IOT Enabled Air Quality Monitoring System
1st Prof. Anilkumar Ravjibhai Patel
Department Computer Science Engineering PIET
Vadodara, Gujarat anilkumar.patel2986@paruluniversity.ac.in
2th Dr. Sanjay Agal
CSE-AI PIET
Vadodara, Gujarat sanjayagal@gmail.com
3nd Eedara Venkata Ramana
CSE-AI PIET
Vadodara, Gujarat 210303124395@paruluniversity.ac.in
4rd Dasathwar Srinivas
CSE-AI PIET
Vadodara, Gujarat 210303124365@paruluniversity.ac.in
5th Yanamadala Nuthan Kumar
CSE-AI PIET
Vadodara, Gujarat 210303124111@paruluniversity.ac.in
6th Erani Sarvan Kumar
CSE-AI PIET
Vadodara, Gujarat 210303124401@paruluniversity.ac.in
Abstract—Pollution poses one of the most significant threats to our environment, with various types of pollution impacting the Earth’s well-being.
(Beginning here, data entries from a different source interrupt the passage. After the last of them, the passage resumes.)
PR #1946, opened 2026-07-17
fix(executor): one-shot 401 retry + single-flight reauth on live socket

tzercin:
## Summary

Follow-up to #1910 (closed as superseded). Recovers the **executor** client from an access-token expiry that happens **on a live, still-connected socket** — the case the existing disconnect/reconnect handlers can't see because no disconnect event fires.

### Why this is the smaller follow-up @mistercrunch asked for

Per @mistercrunch's review on #1910: the originally-reported ~15-minute root cause was already fixed by #1819 (e99b84e5), an ancestor of that PR's base. Machine-token logins now keep the original executor JWT (24h for prompt executors), so a periodic **proactive re-auth timer only reuses the same JWT without extending its expiry** — it can't help. That timer is dropped here.

What's preserved is the strongest, method-agnostic idea, matching the reviewed UI-side #1058 pattern:

- **Single-flight re-auth** — coalesce concurrent re-auth requests behind one shared promise. A burst of rejected acks from a single token expiry drives **exactly one** re-auth, and every caller observes the *real* outcome instead of an optimistic "already in progress" `true` (which would let a retry fire before the socket is actually re-authenticated).
- **Method-agnostic one-shot 401 retry** — a client `error` hook catches `401` / `NotAuthenticated` on a live socket, re-authenticates via the single-flight path, and transparently replays the original call **once**. Guarded against loops with a retry flag; never intercepts the `authentication` service (would recurse); never blind-retries custom methods.
- **No proactive timer.**

## Changes

- `packages/executor/src/services/feathers-client.ts`
  - Extract `singleFlight()` and wrap `reauthenticateSocket` in it (replaces the old boolean latch that returned an optimistic `true`).
  - Extract `recoverFromLiveAuthError()` and register it as a client `error` hook.
- `packages/executor/src/services/feathers-client.test.ts` (new)
  - Unit tests for both helpers, including the **concurrent-401 / reconnect-race** case (a burst of live 401s drives one shared re-auth while each request is independently replayed).

## Test plan

- [x] `pnpm --filter @agor/executor exec vitest run src/services/feathers-client.test.ts` — 12 passing.
- [ ] Run a long executor turn and force an access-token expiry mid-turn; observe a `live_request_auth_expired` log followed by a successful re-auth + retried call, with the turn completing instead of failing.

## Related

- #1910 — superseded (this is its focused follow-up)
- #1058 — UI-side dynamic refresh + 401 retry (same pattern)
- #1819 — machine-token login keeps the long-lived executor JWT
- #1753 — executor socket reconnect re-auth (disconnect path)

### DIFF
--- a/packages/executor/src/services/feathers-client.test.ts
+++ b/packages/executor/src/services/feathers-client.test.ts
@@ -1,0 +1,225 @@
+import { describe, expect, it, vi } from 'vitest';
+import {
+  type LiveAuthErrorContext,
+  recoverFromLiveAuthError,
+  singleFlight,
+} from './feathers-client.js';
+
+/** A deferred promise whose resolution the test controls explicitly. */
+function deferred<T>() {
+  let resolve!: (value: T) => void;
+  const promise = new Promise<T>((res) => {
+    resolve = res;
+  });
+  return { promise, resolve };
+}
+
+describe('singleFlight', () => {
+  it('coalesces concurrent calls into one underlying invocation', async () => {
+    const gate = deferred<boolean>();
+    const fn = vi.fn(() => gate.promise);
+    const wrapped = singleFlight(fn);
+
+    // A single token expiry rejects many acks at once — simulate the burst.
+    const a = wrapped();
+    const b = wrapped();
+    const c = wrapped();
+
+    expect(fn).toHaveBeenCalledTimes(1);
+
+    gate.resolve(true);
+    // Every concurrent caller observes the REAL shared outcome, not an
+    // optimistic "already in progress" value.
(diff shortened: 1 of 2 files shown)


tzercin:
Superseded by a new PR from branch `executor-401-retry-single-flight`, which carries a more capable reconciliation of this work: dedicated auth-error classifiers (401/403 + NotAuthenticated + className, mirrored 1:1 from the UI's authErrors.ts), a method-agnostic `around.all` retry that replays via raw `context.arguments` so custom (non-CRUD) service methods retry too (not just the CRUD switch here), and an explicit reconnect-race test. Closing this one to avoid duplicate review.

PR #1947, opened 2026-07-17
fix(executor): method-agnostic 401 retry + single-flight reauth on live socket

tzercin:
## Summary

Hardens the **executor**'s Feathers socket client against `401` / `NotAuthenticated` rejections that arrive on a **live, still-connected socket** — the case the existing disconnect/reconnect handlers can't see because no disconnect event fires. Mirrors the reviewed UI-side pattern in #1058, and reconciles the #1910 → #1946 chain into one method-agnostic implementation.

### What this actually delivers

Post-#1819 the socket credential **is** the 24h session token, so a *true* token expiry can't be recovered by re-presenting the same JWT (as the machine-token docs concede). This PR is therefore not an "expiry recovery" — it delivers three concrete correctness improvements:

1. **Single-flight reauth correctness** — replaces the optimistic-`true` reauth latch still on `main` (flagged in #1753's review) with one that makes every caller await the **real** reauth outcome, so a retry never fires before the socket is actually re-authenticated.
2. **Reconnect/reauth race recovery** — a request-driven reauth and a socket-reconnect reauth that overlap coalesce into a single round-trip instead of racing, closing the window where an in-flight call could 401 during reconnect.
3. **Clean one-shot failure on real expiry** — a genuinely-expired token 401s, drives exactly one reauth + retry, and then fails cleanly (no retry storm, no silent hang).

## What's here

- **`auth-errors.ts`** (new) — dedicated classifiers mirrored 1:1 from the UI's `apps/agor-ui/src/utils/authErrors.ts`:
  - `isDefiniteAuthFailure` — treats 401/403, `NotAuthenticated`, and `className: 'not-authenticated'` as credential rejections (broader than 401-only).
  - `isTransientConnectionError` — separates network / 5xx / timeout / rate-limit so the socket transport's own reconnect handles those instead of burning the one-shot retry.
- **`feathers-auth-retry.ts`** (new) — `createSingleFlight` (generic over args) + `createAuthRetryAroundHook`:
  - An `around.all` hook that, on a definite auth failure, runs single-flight reauth and replays the **original** call exactly once via raw `context.arguments` — so **custom (non-CRUD) service methods retry too**, not just find/get/create/update/patch/remove.
  - Guarded by a `_reauthRetried` flag; never intercepts the `authentication` / `authentication/refresh` services (would recurse).
- **`feathers-client.ts`** (modified) — wires the single-flight reauth (shared by both the socket-reconnect handlers and the 401-retry hook) and registers the hook.

### No proactive timer
Recovery is purely reactive: 401 → single-flight reauth → retry once. There is deliberately **no** proactive refresh timer, because re-presenting a JWT cannot extend its baked-in expiry (per #1819, machine-token logins keep the long-lived executor JWT).

## Tests

- `createSingleFlight`: concurrent-call coalescing + slot release on rejection.
- `createAuthRetryAroundHook`: **concurrent-401 burst** (N=8 → one reauth, each request retried once); **reconnect-race** (a reconnect reauth overlapping a request-driven reauth coalesce into one); one-shot guard (401 → reauth → 401 again fails after exactly one retry); reauth-failure clean-fail; transient-error skip; `authentication`-service skip; **custom-method replay**.
- `auth-errors`: dedicated unit tests for both classifiers, mirrored from the UI.

## Test plan

- [x] `pnpm --filter @agor/executor exec vitest run src/services/auth-errors.test.ts src/services/feathers-auth-retry.test.ts` — 17 passing (re-run against a tree merged with current `main`, incl. #2042).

In the context of our project, we primarily address air pollution, which is a major concern. Air pollution is responsible for causing numerous health issues in both humans and animals, including respiratory problems. Polluted air con- tains a mixture of harmful gases such as CO2, CO, SO2, smoke, and benzene. To mitigate the effects of these pollutants, we must take measures like avoiding areas with high levels of polluted air. To implement these measures effectively, we require instruments to measure air quality. As a technical solution, we have chosen to develop an Air Quality Index (AQI) system based on the Internet of Things (IoT). This approach is cost-effective, decentralized, efficient, and portable, providing a significant improvement over the traditional method of using complex laboratory equipment, which is both costly and lacks portability. Our project focuses on implementing an AQI system using IoT technology, aiming to transfer data from sensors to an application or web server via the Internet. This technological advancement allows individuals to check air quality in their surroundings easily, offering valuable information for making decisions about their safety. For instance, while travelling in a car, users can quickly assess the air quality index, and if the particulate matter concentration exceeds 1000 ppm, they can identify the air as harmful. We plan to use an Arduino Uno microcontroller for this purpose, as it offers a suitable platform for programming in C and C++ and is supported by a thriving community and libraries.